[[ TASK MATERIAL open ]]

PR #962, opened 2026-04-27
Pass `verbose` to sub-process in order to save stats

hbierlee:
Important because if verbose is not passed to the sub-process, it will not output its various statistics (e.g. posting time, solve time, ...)


IgnaceBleukx:
@ThomSerg is this PR still relevant given the new updates and runner etc? If so, seems good to merge to me?

PR #1358, opened 2024-08-15
Make --quiet flag dynamic in git commands

mfilipe:
At PowerHRG, we're currently running on a fork which removes `--quiet` from git commands to avoid timing out log collection on long git clone operations.

Other consumers of shipit-engine might make use of progress output as discussed at https://github.com/Shopify/shipit-engine/pull/1278.

### DIFF
--- a/Gemfile.lock
+++ b/Gemfile.lock
@@ -220,7 +220,7 @@ GEM
     multi_xml (0.6.0)
     multipart-post (2.3.0)
     mutex_m (0.2.0)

[[ TASK MATERIAL closed ]]

● INSTRUCTIONS TO FOLLOW
Transcribe the data above so that every line matches exactly.

● ANSWER AREA
PR #962, opened 2026-04-27
Pass `verbose` to sub-process in order to save stats

hbierlee:
Important because if verbose is not passed to the sub-process, it will not output its various statistics (e.g. posting time, solve time, ...)


IgnaceBleukx:
@ThomSerg is this PR still relevant given the new updates and runner etc? If so, seems good to merge to me?

PR #1358, opened 2024-08-15
Make --quiet flag dynamic in git commands

mfilipe:
At PowerHRG, we're currently running on a fork which removes `--quiet` from git commands to avoid timing out log collection on long git clone operations.

Other consumers of shipit-engine might make use of progress output as discussed at https://github.com/Shopify/shipit-engine/pull/1278.

### DIFF
--- a/Gemfile.lock
+++ b/Gemfile.lock
@@ -220,7 +220,7 @@ GEM
     multi_xml (0.6.0)
     multipart-post (2.3.0)
     mutex_m (0.2.0)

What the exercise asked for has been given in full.